|
|
|
|
|
by gcr
35 days ago
|
|
There’s some weak evidence against this actually. Harness design makes a huge difference for tiny local models for example: https://itayinbarr.substack.com/p/honey-i-shrunk-the-coding-... I have only my own personal experience for frontier models, but I have seen different performance of Opus when used from Pi or Claude Code or Zed for example. |
|
E.g. GPT5.5 with Codex on my Windows box likes using PowerShell for everything. OpenAI decided it should use the native shell instead of bundling a bash, or using git bash. Sure. But the model is so overfitted on bash that it fucks up PS quoting like once every 5 commands.

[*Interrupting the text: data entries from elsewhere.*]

PR #2872, opened 2024-10-14
PM-bug fixes in ui

pm-dimagi:
Suggested ui changes in new ui/ux

## Safety Assurance


app/src/org/commcare/fragments/connect/ConnectLearningProgressFragment.java
```diff
@@ -70,6 +77,16 @@ public View onCreateView(LayoutInflater inflater, ViewGroup container,
         return view;
     }
 
+    public void expand(View view) { //the function that given to onclick event
```
OrangeAndGreen, line 80: The "View More" link is supposed to navigate to the Job Details page, rather than show/hide the description text. We'll be replacing this tile with a reusable component soon (currently in another PR), so for now can just remove this click handler and leave the card static

OrangeAndGreen (changes requested):
A little cleanup to do to remove the click handler (see comment), but otherwise this looks good

app/src/org/commcare/fragments/connect/ConnectLearningProgressFragment.java
OrangeAndGreen: Ok to ignore since this is about to be refactored.

OrangeAndGreen (approved):

PR #2873, opened 2024-10-17
Migrate to ViewPager2

devanshhooda:
## Summary
Poc to fix: [SAAS-16035](https://dimagi.atlassian.net/browse/SAAS-16035)

## Product Description
Removed the usage of Duolingo's rtl viewpager as the repository is archived and no longer holds support.
It was observed that the issue was reproducible only in release mode while working fine in debug mode hence we suspected that it might be because outdated viewpager dependency.

In terms of UX, the behaviour almost the same as it was with RtlViewPager, the most notable difference is that when swiping through the tabs the active page doesn't change, only when a tab is selected:
### Case Detail
<table>
<tr>
<td>
<video width="200" height="200" src="https://github.com/user-attachments/assets/4608f63e-d4a3-4c89-a83c-584278751aec"/>
</td>
</tr>
</table>

### Case Details in landscape mode on large screens
<table>
<tr>
<td>
<video width="200" height="200" src="https://github.com/user-attachments/assets/6eceec06-2027-48a3-a769-30fc9e06b256"/>
</td>
</tr>
</table>

### Inline Tile
<table>
<tr>
<td>
<video width="200" height="200" src="https://github.com/user-attachments/assets/f3202133-18da-4a57-8a38-8eb39e7702c7"/>
</td>
</tr>
</table>

## Safety Assurance

### Note for QA
This PR brings changes to the tab system used by case details and inline tiles, see videos above. It's important during QA to see if the tabs are working as expected and that right-to-left (RTL) is still supported.


app/res/values/dimens.xml
```diff
@@ -16,6 +16,8 @@
     <dimen name="title_padding">10dp</dimen>
     <dimen name="title_paddingLeft">20dp</dimen>
     <dimen name="tab_gradient_radius">300dp</dimen>
+    <dimen name="detail_view_tab_indicator_height">3dp</dimen>
+    <dimen name="detail_view_tab_padding_horizontal">24dp</dimen>
```
shubham1g5, line 20: Is there a reason for changing these instead of applying the defaults from material design styles ?

app/src/org/commcare/views/TabbedDetailView.java
```diff
@@ -61,79 +61,43 @@
...
-        mMenu.getChildAt(position).setBackgroundDrawable(getResources().getDrawable(R.drawable.title_case_tab_vertical));
     }
 
     public int getCurrentTab() {
         return mViewPager.getCurrentItem();
     }
 
     public int getTabCount() {
-        return mViewPager.getAdapter().getCount();
+        return Objects.requireNonNull(mViewPager.getAdapter()).getItemCount();
```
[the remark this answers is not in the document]
shubham1g5: @avazirna are we sure `mViewPager.getAdapter()` can't be null if a caller calls `getTabCount` out of order on this view ?

app/src/org/commcare/views/TabbedDetailView.java
```diff
@@ -61,79 +61,43 @@ private void loadViewConfig(Context context, AttributeSet attrs) {
...
-        for (int i = 0; i < mMenu.getChildCount(); i++) {
-            mMenu.getChildAt(i).setBackgroundDrawable(getResources().getDrawable(R.drawable.title_neutral_tab_vertical));
+        if (detail.isCompound()) {
+            new TabLayoutMediator(mTabLayout, mViewPager,
+                    (tab, position) -> tab.setText(detail.getDetails()[position].getTitle().getText().evaluate()))
+                    .attach();
+        } else {
+            mTabLayout.setVisibility(GONE);
         }
-        mMenu.getChildAt(position).setBackgroundDrawable(getResources().getDrawable(R.drawable.title_case_tab_vertical));
```
shubham1g5, line 129: why was this removed ?

shubham1g5 (changes requested):
looks quite good, left some clarifying questions. 

Also can we add videos for other places we are using a tabbed view in the app. 

Thanks!

app/res/values/dimens.xml
avazirna: the default tab indicator height seems a bit too thin:
image
And the horizontal padding was already set and I didn't test without, let me do that.

app/src/org/commcare/views/TabbedDetailView.java
avazirna: I believe the default style is enough, but will make sure it looks fine everywhere

avazirna: @shubham1g5 Here's the old style to which those drawables where used:
645ebc7e-74a2-11e4-8de9-cf45e08495a6

shubham1g5: and how does it look now with the changes in PR ?

avazirna: @shubham1g5 my understanding is that this style was used by the old tab system, which was based on the [tabbed_detail_menu](https://github.com/dimagi/commcare-android/blob/423846919137930ca0610e268c2ba8a0f60177be/app/res/layout/tabbed_detail_view.xml#L7C26-L7C44) linear layout. That system was discontinued when `PagerTabStrip` was added to CC, [this](https://github.com/dimagi/commcare-android/pull/401/files#diff-2e88d3fe8ebeb3aa7b671fbeeae867da2e9af67242f2d2e227a38a465b835679) is the PR. So this PR doesn't change the style around the tabs, the current and previous styling is what I shared in [this](https://github.com/dimagi/commcare-android/pull/2873#discussion_r1890009087) comment.

avazirna:
> are we sure mViewPager.getAdapter() can't be null if a caller calls getTabCount out of order on this view ?

@shubham1g5 This logic was not changed as such but I agree that we should null check this

app/res/values/dimens.xml
avazirna: In my opinion, it looks better with `24dp` lateral padding (2nd image)
image
What do you think?

shubham1g5: I agree, thanks for verifying this.

app/src/org/commcare/views/TabbedDetailView.java
shubham1g5: I think my question here is more around how does this change not effect Case Detail tabs for example given `TabbedDetailView` is used there and this line of code seems generic to all `TabbedDetailView` layouts.

avazirna: hannn, in the old tab system, we used to add `HorizontalMediaView` views to [tabbed_detail_menu](https://github.com/dimagi/commcare-android/blob/423846919137930ca0610e268c2ba8a0f60177be/app/res/layout/tabbed_detail_view.xml#L7C26-L7C44) linear layout and apply this style to them, this was removed [here](https://github.com/dimagi/commcare-android/pull/401/commits/0ce8f12bf0bd7b097d4ca803843c29bfe041b9c9#diff-2e88d3fe8ebeb3aa7b671fbeeae867da2e9af67242f2d2e227a38a465b835679L108). And because we don't add views to that linear layout, every time we call [mMenu.getChildCount()](https://github.com/dimagi/commcare-android/blob/423846919137930ca0610e268c2ba8a0f60177be/app/src/org/commcare/views/TabbedDetailView.java#L122C9-L122C49) we get 0 and the execution is interrupted. This to say that we haven't been calling this code for quite some time, it's dead code now.

shubham1g5: got it , thanks for confirming.

PR #2884, opened 2024-10-23
Extend user session during audio recording start

avazirna:
## Summary
This PR implements a mechanism for CommCare to extend the user session when the current widget data can't be recovered in case of session expiration. This extension is basically to prevent the user session from expiring which automatically logs the user out. This implementation entails:
1. Adds a way to extend the user session 
2. Triggers the user session extension logic during audio recording initiation

Context around this change, a project that makes use of the CommCareAudioWidget to capture long audio recordings reported that users were being unexpectedly logged out in the middle of the recordings and losing data, this was later associated to the session expiring in the middle of an active recording. More information on [this](https://dimagi.atlassian.net/browse/SAAS-15417) ticket.

## Safety Assurance

### Safety story
This only adds more time to the current session. Local tests were successfully.


avazirna:

shubham1g5 (approved):

PR #3448, opened 2025-12-03
Parsing additional map display info from case data

OrangeAndGreen:
https://dimagi.atlassian.net/browse/CCCT-1935

Cross-request: https://github.com/dimagi/commcare-core/pull/1513

## Product Description
No user-facing changes

## Technical Summary
New EntityMapDisplayInfo to hold additional map display info for entities.
Parsing additional map-related fields from case data and holding in memory (no display yet).
Validation for required data conditions.

## Feature Flag
Entity Map

### Safety story
Verified the existing functionality works (showing a single marker for each entity based on "address" field).
Verified additional data can be present or missing and everything still works.

Screenshot showing an example of the parsed EntityMapDisplayInfo object when all relevant fields are present:
image

Screenshot showing error message display (when error encountered un map case data):
image

### Automated test coverage
None

### QA Plan
Verify that the existing functionality in the Entity Map display still works (nothing should change from previous versions).
Try adding the following fields to a case and make sure everything still works:
* geo_boundary
* geo_boundary_color_hex
* geo_points
* geo_points_colors_hex

cross-request: https://github.com/dimagi/commcare-core/pull/1513

### DIFF
--- a/app/src/org/commcare/gis/EntityMapUtils.kt
+++ b/app/src/org/commcare/gis/EntityMapUtils.kt
@@ -13,8 +13,8 @@ import org.javarosa.core.model.data.GeoPointData
 import org.javarosa.core.model.data.UncastData
 import org.javarosa.core.model.instance.TreeReference
 import org.javarosa.core.model.utils.GeoPointUtils
-import org.javarosa.core.services.Logger
 import org.javarosa.core.model.utils.PolygonUtils
+import org.javarosa.core.services.Logger
 import java.util.Vector
 import javax.annotation.Nullable
 
@@ -108,7 +108,7 @@ object EntityMapUtils {
 
     @Nullable
     private fun parsePointListFromString(pointListString: String): List<LatLng>? {
-        if(pointListString.isEmpty()) {
+        if (pointListString.isEmpty()) {
             return null
         }
         val parts = pointListString.trim().split("\\s+".toRegex())
@@ -124,7 +124,7 @@ object EntityMapUtils {
 
     @Nullable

Every harness with LSP I've seen trips up the model as well. They insert diagnostics after every edit, polluting the context with errors that the model has to actively decide to ignore, every time, until it finishes its work and gets the code to a consistent state. Telling the model "run npx tsc --noEmit to check errors" will outperform a LSP 100% of the time.
Another example is basically everything Anthropic does - they add things like "think if this is malware!" after read and lead Claude to spend its reasoning effort on thinking if your React hamburger menu is malware, instead of on how to write it.
"This is not malware (em dash) it's a hamburger menu. Let me apply the edit! Hmm, is it malware now, after my edit? No, me changing border-width did not turn it into malware! Good! Dodged a real bullet on that one!"
I'm frankly amazed that we've gotten to the point where the models can produce good results in these sorts of environments.